Also, the thing that I think kept GRIII from rising higher was his shooting %. He shot it really well the last 10 games or so, and if his numbers had been just a few points higher throughout the year he would have gone higher. I don’t think he would’ve been the “primary offensive weapon” next year anymore than he was this year, but he would’ve had a lot of opportunities, just like this year, and shooting a bit better might’ve made all the difference.
Finally, it’s still too early to tell on whether this was a mistake or not. He could thrive in Minny with Flip and Rubio, end up scoring well and parlaying it into a quick longterm contract. Does it matter that Draymond Green went in the 2nd round? Not really, he looks to be set up for a nice long career in a good spot. On the other hand, it does seem like it was a deep draft and his shooting numbers could have gone up next year. It was at least a reasonable decision, probably one that could’ve gone both ways, and I hope it works out for the best. I think GRIII will get a chance in Minny and could do very well there.
Not a fan of Goodman’s articles.
I think GR3 made the right decision. Probably should have left his freshman year. I don’t think he has the shiftiness and ball skills to be a primary offensive option at UM. At least as a 2nd rounder, he can dictate contract. Hopefully he can become a Trevor Ariza type in the long-run.
No, he made the right decision. GRIII game is better suited For the NBA. Why return? That would have just given folks chances to poke more holes in his game. If GRIII stays healthy, the day will come where he puts it all together and become a major contributor/starter in the NBA.
Crap shoot either way. Team needs, salary caps, international players, etc. all factored into him dropping to 40. As Dylan says, his shooting percentage was the biggest negative. THJ helped himself after a poor shooting % as a soph by staying another year. I wish that he had picked Bartelstein for representation, though. Working out for 19 teams is ridiculous. Bartelstein handled Mitch’s situation flawlessly. Nik exceeded predictions at #8.
Impossible to know how reliable, but I saw it mentioned that GRIII floated through some of his pre-draft workouts with the same lapses of intensity that frustrated some at times during his time at Michigan. If not for that, he was being considered as high as the teens, and certainly at the end of the first round. If that just is who he is, then he probably was better off going this year and getting drafted on athleticism and potential, rather than needing to be more of a finished product as a junior. Interestingly, Elfrid Payton was the only junior drafted in the first round.

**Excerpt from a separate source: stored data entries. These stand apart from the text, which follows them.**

PR #1965, opened 2019-01-31
TAO-6785 - Message fix in feedback tpl

ferenckiss-tao:
Two issues has been fixed:

**1. Alert content currently is able to evaluate scripts**

Steps to reproduce:
1. Log in as admin 
2. Create a test with "<script>alert("test label alert")</script>" as label
3. Click on Publish on the action bar
4. Select destination
5. Publish should fail
6. Alert appears before the error message

Root cause:
tao/views/js/ui/report/feedback.tpl line 3 -> {{{message}}}
This way we don't escape html in html in message. Since this is normally a reason text message, I'm suggesting to escape html every time.

Suggestion for fixing:
{{message}}

**2. XSS on Result page**

Steps to reproduce:
1. Log in as admin 
2. Create a test
5. Create a Delivery
6. Do the test as guest or as test taker
7. Include xss script in any input or textarea field
8. Open Results page as admin
9. Export table
10. Click on Add all responses
11. Script will be evaluated from the table rows

Root cause:
tao/views/js/ui/datatable/tpl/layout.tpl at line 100

<td class="{{id}}">{{{property id ../../this}}}</td>
Suggestion for fixing:

<td class="{{id}}">{{property id ../../this}}</td>
IF there is no other case when we have to put html in it (like <i><b> etc)!!!


views/build/package-lock.json
```diff
@@ -1,5746 +0,0 @@
-{
-  "name": "tao-build",
```
krampstudio: why did you remove the `package-lock.json` ?

views/js/lib/dompurify/purify.min.js
```diff
@@ -0,0 +1 @@
...ply(t,n)});var v=Object.seal||function(e){return e},b=v(/\{\{[\s\S]*|[\s\S]*\}\}/gm),T=v(/<%[\s\S]*|[\s\S]*%>/gm),A=v(/^data-[\-\w.\u00B7-\uFFFF]/),x=v(/^aria-[\-\w]+$/),L=v(/^(?:(?:(?:f|ht)tps?|mailto|tel|callto|cid|xmpp):|[^a-z]|[a-z+.\-]+(?:[^a-z+.\-:]|$))/i),S=v(/^(?:\w+script|data):/i),w=v(/[\u0000-\u0020\u00A0\u1680\u180E\u2000-\u2029\u205f\u3000]/g),k="function"==typeof Symbol&&"symbol"==typeof Symbol.iterator?function(e){return typeof e}:function(e){return e&&"function"==typeof Symbol&&e.constructor===Symbol&&e!==Symbol.prototype?"symbol":typeof e},M=("undefined"!=typeof Reflect&&Reflect).apply,E=Array.prototype.slice,O=Object.freeze,N=function(){return"undefined"==typeof window?null:window};M||(M=function(e,t,n){return e.apply(t,n)});var _=function(e,t){if("object"!==(void 0===e?"undefined":k(e))||"function"!=typeof e.createPolicy)return null;var n=null;t.currentScript&&t.currentScript.hasAttribute("data-tt-policy-suffix")&&(n=t.currentScript.getAttribute("data-tt-policy-suffix"));var r="dompurify"+(n?"#"+n:"");try{return e.createPolicy(r,{createHTML:function(e){return e}})}catch(e){return console.warn("TrustedTypes policy "+r+" could not be created."),null}};return r()});
```
krampstudio: Could you please use the non minified version. Most of the time using minified version works but we already had some issues when bundling them and optimizing already optimized files.
Could you please used instead : https://github.com/cure53/DOMPurify/blob/master/dist/purify.js ?

views/js/ui/report/feedback.tpl
```diff
@@ -1,6 +1,6 @@
 <div class="feedback-{{type}} {{#if hasChildren}}hierarchical{{else}}leaf{{/if}}">
     <span class="icon-{{type}}{{#if hasChildren}} hierarchical-icon{{/if}}"></span>
-    <div class="message">{{{message}}}</div>
+    <div class="message">{{message}}</div>
```
krampstudio: You should use the `dompurify` helper also there. 
The message property seems to contain some formatting in some situation

views/js/lib/dompurify/purify.min.js
ferenckiss-tao: yes

views/js/ui/report/feedback.tpl
ferenckiss-tao: ok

In my opinion, Glenn had to go. He openly admitted his unhappiness about playing out of position (regardless of how able he was to play the 3) at the four. With Horford, Morgan, McGary gone, it was all but guaranteed he would be asked to play the 4 again next season. Even if he isn’t a polished 3, he would struggle to become more polished if he was stuck another year at the 4. For the life of me, I don’t understand Horford’s decision. He’s the one that got the bad advice. I honestly think that if Horford and McGary came back, Glenn would be here too.

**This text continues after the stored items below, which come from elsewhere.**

PR #1966, opened 2019-01-31
Fix/tao 7450/check class uri

tikhanovichA:
https://oat-sa.atlassian.net/browse/TAO-7450


actions/class.RestController.php
```diff
@@ -66,6 +66,12 @@ protected function getClassFromRequest(\core_kernel_classes_Class $rootClass)
 
         if ($this->hasRequestParameter(self::CLASS_URI_PARAM)) {
             $class = $this->getClass($this->getRequestParameter(self::CLASS_URI_PARAM));
+
+            if ($class === null || !$class->exists()) {
```
SashaTAO: If class-uri is empty another type of exception is thrown (can not create class), maybe we could handle this case as well.
In the end of this method we already check ```if ($class === null || !$class->exists())``` and assign $root class in that case. I think we should check only  ```if($class === null)``` there.

tikhanovichA:
Fixed

PR #1967, opened 2019-01-31
Fix/si 254/fix js url builder

alexeyvy:
Fixes this: https://oat-sa.atlassian.net/browse/NCSUP-182


views/js/util/url.js
```diff
@@ -176,7 +176,17 @@ define([
                         if(!_.isEmpty(acc) || hasQueryString){
                             acc += '&';
                         }
-                        acc += encodeURIComponent(key) + '=' + encodeURIComponent(value);
+                        if (typeof value === "object") {
+                            for (var objectProperty in value) {
```
hutnikau: You can use `_.forOwn(obj, function(value, key) { } );` to iterate through object properties.

views/js/util/url.js
```diff
@@ -176,7 +176,14 @@ define([
                         if(!_.isEmpty(acc) || hasQueryString){
                             acc += '&';
                         }
-                        acc += encodeURIComponent(key) + '=' + encodeURIComponent(value);
+                        if (typeof value === "object") {
+                            _.forOwn(value, function(parameterName, parameterValue) {
+                                parameterName = encodeURIComponent(key) + "[" + encodeURIComponent(parameterName) + "]";
```
krampstudio: do not reassign the `parameterName` variable : 
```
_.forOwn(value, function(parameterName, parameterValue) {
    acc += encodeURIComponent(key) + "[" + encodeURIComponent(parameterName) + "]=" + encodeURIComponent(parameterValue) + "&";
});
```

alexeyvy: done

views/js/util/url.js
alexeyvy: done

I feel like many players basically declare their intentions for the following year’s draft the minute they hold a press conference to say that they are returning for another year. So in this sense, it was no surprise to me that both Glenn and Mitch left regardless of stats, games played, or development over the course of this year. I honestly cannot remember a guy who held a presser to say that he was returning for the following year and then ended up staying for more.
Interesting thoughts. Glen DID NOT want to play another year of college BB and had already made his decision the moment he held a press conference to come back ( eddieben ) for his soph year. He was a good foot soldier who bit his tongue, played for the team, and didn’t complain. His head was in the NBA and that is where he is going to be, he will make the T-Wolves roster. Congratulations and have a long career young man.

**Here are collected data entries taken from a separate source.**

PR #1970, opened 2019-02-01
TAO-5856 pagestatus component tests vere failed

handleman:
one test has been failing http://qa.test.it.taocloud.org:8080/job/build-tao-js/lastCompletedBuild/testReport/http_..127.0.0.1_8082.tao.ui/pageStatus/

the problem was in wrong timing for asynchronous assertion checks.


krampstudio:
@handleman did you find what was wrong ?

handleman:
@krampstudio fixed issue with absence of blur and focus events on headless chrome. Could you check one more time

views/js/ui/pageStatus.js
```diff
@@ -122,14 +122,14 @@ define([
                 if(e.target === win){
                     pageStatus.trigger('statuschange', 'blur', e.timeStamp);
                 }
-            }, 200, {leading : true, trailing: false} ));
+            }, {leading : true, trailing: false} ));
```
krampstudio: Why did you remove the debounce wait ?

views/js/test/ui/pageStatus/test.js
```diff
@@ -47,40 +48,51 @@ define([
...
-        var popup = window.open('/','test','width=300,height=300,visible=none');
+        var popup = window.open('/tao/views/js/test/ui/pageStatus/blank.html','test','width=300,height=300,visible=none');
+        var secondPopup;
 
         var pageStatus = pageStatusFactory({
             window :  popup
         });
-
-        var counter = 0;
+        if (/HeadlessChrome/.test(window.navigator.userAgent)) {
```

If he wants to play professionally, he made right decision. Did not matter if he left this year or next., or next. He would not have made first round. So if wants to play for a living rather than college - right decision. I would not be surprised if he ended up playing oversees though.
I agree with Goodman. What Glenn needed was an offseason of Camp Sanderson, which proved so valuable for Levert and Stauskas. He will probably never have the handle to consistently drive to the basket in the NBA, but he needed to really work on his game for another year and become a consistent outside shooter.
I don’t agree Glenn couldn’t have worked his way into the first round next year. Stauskas wasn’t even on the NBA’s radar last year, and this year he went #8 overall. Levert has made a similar jump and should be a first rounder next year. The scouts all questioned Glenn’s desire, his consistency, and his ability to take over a game. If he had stuck around and demonstrated those things next year, I think he goes top 15-20.
Now he’s got a much tougher road - second round picks aren’t going to get time to develop, he’s either going to be ready to contribute or he’ll head to the D-League.
I like Glenn a lot and wish him the best, but I do think he made a mistake.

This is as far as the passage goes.